* _WHAT THE EXERCISE ASKS_: Filter the listing below, keeping only the lines with the word "them".

* _GIVEN RECORDS_:
PR #1000, opened 2020-02-01
Remove white from code background

XAMPPRocky:
While looking into another issue I noticed the code snippets have a white background that makes them impossible to see, this PR fixes that.
Screenshot 2020-02-01 at 10 36 28


pietroalbini:
This looks good, but can you provide screenshots for the other backgrounds?

XAMPPRocky:
@pietroalbini This removes the background colour. So all of them will look the same as regular text.
Screenshot 2020-02-01 at 11 30 59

* _WRITTEN ANSWER_:
While looking into another issue I noticed the code snippets have a white background that makes them impossible to see, this PR fixes that.
@pietroalbini This removes the background colour. So all of them will look the same as regular text.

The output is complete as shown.